Launched in December 2010, Allure of the Seas is the second of Royal Caribbean's two groundbreaking Oasis Class ships — by far the largest cruise vessels ever built. Like the first in the series (Oasis of the Seas), it's designed as a megaship to top all megaships, with an unprecedented array of on-board amusements including four separate pool areas (each with a different theme), two FlowRider surfing pools, rock climbing walls, a miniature golf course, a zip line, a carousel, an indoor ice skating rink and (the piece de resistance) a restaurant-lined, open-air "Central Park" with live trees and plants that runs for hundreds of feet down its middle.

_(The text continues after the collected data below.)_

PR #83, opened 2025-08-22
Add metacg-config tool

sebastiankreutzer:
This patch adds `metacg-config`, a lightweight tool inspired by `scorep-config` that can be used to print relevant information about the package.
As a start, the options `--version`, `--revision` and `--prefix` are supported.

The main reason I added this was to make integration of compiler passes (e.g. from cgpatch and later CaGe) easier for the user.
For example, to compile with cgpatch, one could use: `clang++ $(metacg-config --cgpatch-cxxflags) input.cpp`


.github/workflows/mcg-ci.yml
```diff
@@ -45,19 +45,25 @@ jobs:
...
     - uses: actions/checkout@v4
     - name: cmake
-      run: cmake -DCMAKE_POLICY_VERSION_MINIMUM=3.5 -B build -S .
+      run: cmake -DCMAKE_POLICY_VERSION_MINIMUM=3.5 -DCMAKE_INSTALL_PREFIX="$(pwd)/install" -B build -S .
     - name: build
       run: cmake --build build --parallel
     - name: install
       run: |
-        cmake --install build --prefix install
+        cmake  --install build --prefix install
```
jplehr: Nit

config/MCGConfig.cpp
```diff
@@ -0,0 +1,55 @@
...
+
+  if (result.contains("revision")) {
+    std::cout << MetaCG_GIT_SHA;
+    return EXIT_SUCCESS;
+  }
+
+  if (result.contains("version")) {
+    std::cout << MetaCG_VERSION_MAJOR << "." << MetaCG_VERSION_MINOR;
+    return EXIT_SUCCESS;
+  }
```
jplehr: This is covered earlier in lines 34-37

config/MCGConfig.cpp
```diff
@@ -0,0 +1,55 @@
...
+
+  // Exactly one of these is allowed at the same time
+  int optCount = result.count("version") + result.count("revision") + result.count("prefix");
+  if (optCount == 0) {
+    std::cerr << "Error: No command specified.\n";
+    return EXIT_FAILURE;
+  } else if (optCount > 1) {
+    std::cerr << "Warning: Multiple mutually exclusive commands specified. Only one of them will be processed.\n";
```
jplehr: Should this `EXIT_FAILURE` instead?
I have no strong feelings about this.

config/MCGConfig.cpp
```diff
@@ -0,0 +1,55 @@
...
+    return EXIT_SUCCESS;
+  }
+
+  if (result.contains("prefix")) {
+    std::cout << INSTALL_PREFIX;
+    return EXIT_SUCCESS;
+  }
+
+  return EXIT_SUCCESS;
+}
```
jplehr: EOF missing?

jplehr (commented):
I think this should also go into the existing `tools` folder instead.

sebastiankreutzer:
> I think this should also go into the existing `tools` folder instead.

My rationale was that it is not a "tool" like the other existing tools, as it does not use the graph lib in any way.
Also, I think it should not be tied to the `METACG_BUILD_GRAPH_TOOLS` option, as it is useful even if none of the tools are built.

config/MCGConfig.cpp
sebastiankreutzer: I was copying the behavior of `scorep-config` here, which silently ignores superfluous commands. I'm happy to change this though.

sebastiankreutzer:
Maybe a `util` folder would be a suitable alternative?

config/MCGConfig.cpp
jplehr: Well, if there is precedent in other such `xyz-config` tools then I would believe we should not deviate.

jplehr:
> > I think this should also go into the existing `tools` folder instead.
> 
> My rationale was that it is not a "tool" like the other existing tools, as it does not use the graph lib in any way. Also, I think it should not be tied to the `METACG_BUILD_GRAPH_TOOLS` option, as it is useful even if none of the tools are built.

Understood. I mostly want to prevent that we start littering the top-level with stuff for everything that is "not quite the same" as to what is already in tree. Do we have other things that are planned to come into MetaCG that are mostly utils?
The CMake target collector util might be another of such utils. That would warrant a TLD `utils` I suppose.

sebastiankreutzer:
> > > I think this should also go into the existing `tools` folder instead.
> > 
> > 
> > My rationale was that it is not a "tool" like the other existing tools, as it does not use the graph lib in any way. Also, I think it should not be tied to the `METACG_BUILD_GRAPH_TOOLS` option, as it is useful even if none of the tools are built.
> 
> Understood. I mostly want to prevent that we start littering the top-level with stuff for everything that is "not quite the same" as to what is already in tree. Do we have other things that are planned to come into MetaCG that are mostly utils? The CMake target collector util might be another of such utils. That would warrant a TLD `utils` I suppose.

We just had a brief discussion about this with @TimHeldmann and @pearzt. The consensus was that:
- It should not go into `tools`, as it is a project-scope utility, not a graphlib one.
- There are currently no other utilities of this kind, so adding an additional `utils` folder is a bit premature. If we change our mind or other such utilities are added, we can easily move it.

pearzt (approved):

jplehr:
> > > > I think this should also go into the existing `tools` folder instead.
> > > 
> > > 
> > > My rationale was that it is not a "tool" like the other existing tools, as it does not use the graph lib in any way. Also, I think it should not be tied to the `METACG_BUILD_GRAPH_TOOLS` option, as it is useful even if none of the tools are built.
> > 
> > 
> > Understood. I mostly want to prevent that we start littering the top-level with stuff for everything that is "not quite the same" as to what is already in tree. Do we have other things that are planned to come into MetaCG that are mostly utils? The CMake target collector util might be another of such utils. That would warrant a TLD `utils` I suppose.
> 
> We just had a brief discussion about this with @TimHeldmann and @pearzt. The consensus was that:
> 
> * It should not go into `tools`, as it is a project-scope utility, not a graphlib one.
> * There are currently no other utilities of this kind, so adding an additional `utils` folder is a bit premature. If we change our mind or other such utilities are added, we can easily move it.

What about the `TargetCollector.py`? Isn't this a util?

sebastiankreutzer:
> > > > > I think this should also go into the existing `tools` folder instead.
> > > > 
> > > > 
> > > > My rationale was that it is not a "tool" like the other existing tools, as it does not use the graph lib in any way. Also, I think it should not be tied to the `METACG_BUILD_GRAPH_TOOLS` option, as it is useful even if none of the tools are built.
> > > 
> > > 
> > > Understood. I mostly want to prevent that we start littering the top-level with stuff for everything that is "not quite the same" as to what is already in tree. Do we have other things that are planned to come into MetaCG that are mostly utils? The CMake target collector util might be another of such utils. That would warrant a TLD `utils` I suppose.
> > 
> > 
> > We just had a brief discussion about this with @TimHeldmann and @pearzt. The consensus was that:
> > 
> > * It should not go into `tools`, as it is a project-scope utility, not a graphlib one.
> > * There are currently no other utilities of this kind, so adding an additional `utils` folder is a bit premature. If we change our mind or other such utilities are added, we can easily move it.
> 
> What about the `TargetCollector.py`? Isn't this a util?

I guess I considered `TargetCollector.py` a `cgcollector` specific feature that should really have been placed into `cgcollector`.
But looking at it now, it should also work with the graph tools. 
So I'm happy to move into a common `utils` folder.

jplehr:
> > > > > > I think this should also go into the existing `tools` folder instead.
> > > > > 
> > > > > 
> > > > > My rationale was that it is not a "tool" like the other existing tools, as it does not use the graph lib in any way. Also, I think it should not be tied to the `METACG_BUILD_GRAPH_TOOLS` option, as it is useful even if none of the tools are built.
> > > > 
> > > > 
> > > > Understood. I mostly want to prevent that we start littering the top-level with stuff for everything that is "not quite the same" as to what is already in tree. Do we have other things that are planned to come into MetaCG that are mostly utils? The CMake target collector util might be another of such utils. That would warrant a TLD `utils` I suppose.
> > > 
> > > 
> > > We just had a brief discussion about this with @TimHeldmann and @pearzt. The consensus was that:
> > > 
> > > * It should not go into `tools`, as it is a project-scope utility, not a graphlib one.
> > > * There are currently no other utilities of this kind, so adding an additional `utils` folder is a bit premature. If we change our mind or other such utilities are added, we can easily move it.
> > 
> > 
> > What about the `TargetCollector.py`? Isn't this a util?
> 
> I guess I considered `TargetCollector.py` a `cgcollector` specific feature that should really have been placed into `cgcollector`. But looking at it now, it should also work with the graph tools. So I'm happy to move into a common `utils` folder.

I personally would treat both of those tools as utils.

PR #87, opened 2025-09-08
Fix bug in Callgraph::erase where edge caches were only partially updated

pearzt:
The caching mechanism is something that we should consider reworking at some point, since it was not designed with node deletion in mind. For now, though, this fix makes sure to update the caller/callee cache also for nodes that are adjacent to the erased node.


jplehr (approved):
LGTM

PR #88, opened 2025-09-13
[CGC2] Fix error in test script

jplehr:
This error leads to single-file test errors being ignored as observed in a local run of the tests.


jplehr:
The error in the workflow is exposing an issue that was there before. 
Not related to this PR but we need to fix it.

sebastiankreutzer (approved):

TimHeldmann (approved):
Looks good to me.
We should merge this, even if it turns the pipeline red.

PR #89, opened 2025-09-13
[CI] Fix build path for cgc2 testing downstream

jplehr:
In the downstream CI the build directory name depends on the different compiler modules that are loaded, hence we need to make it explicit.


pearzt (approved):
LGTM

PR #91, opened 2025-09-20
[Graph] Fix member visibility to private

jplehr:


sebastiankreutzer (approved):
IMO exposing `id` publicly is fine because it is `const`. However, it's probably a good idea to provide either public access or a getter method, and not both, as it was previously implemented. So I'm happy with this change.

PR #94, opened 2025-10-22
[NFC] Fix logic to get source file name when using LLVM 21

pearzt:
We don't support LLVM 21 yet, but as soon as we do, we will need this. (Also, I need MetaCG with LLVM 21 right now, so that's why there's is a fix.)


jplehr (approved):
lgtm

This is a vessel that is all about options, from its over 30 different categories of cabins (including a wide range of suites) to its more than two dozen eateries and bars. The idea is that you'll never be bored while at sea and, indeed, it's hard to imagine anyone running out of things to do. The ship is so big, in fact (more than 40% larger than any other ship other than Oasis), that the line has divided it into seven "neighborhoods," and at times it feels more like a small town than a ship (not much of a stretch, considering its massiveness). Like Oasis, it can hold 5,400 passengers at double occupancy and more than 6,300 when every extra pull-down bunk and pull-out sofa is filled. Add in more than 2,000 crew members, and at any given time there are around 8,000 people on board.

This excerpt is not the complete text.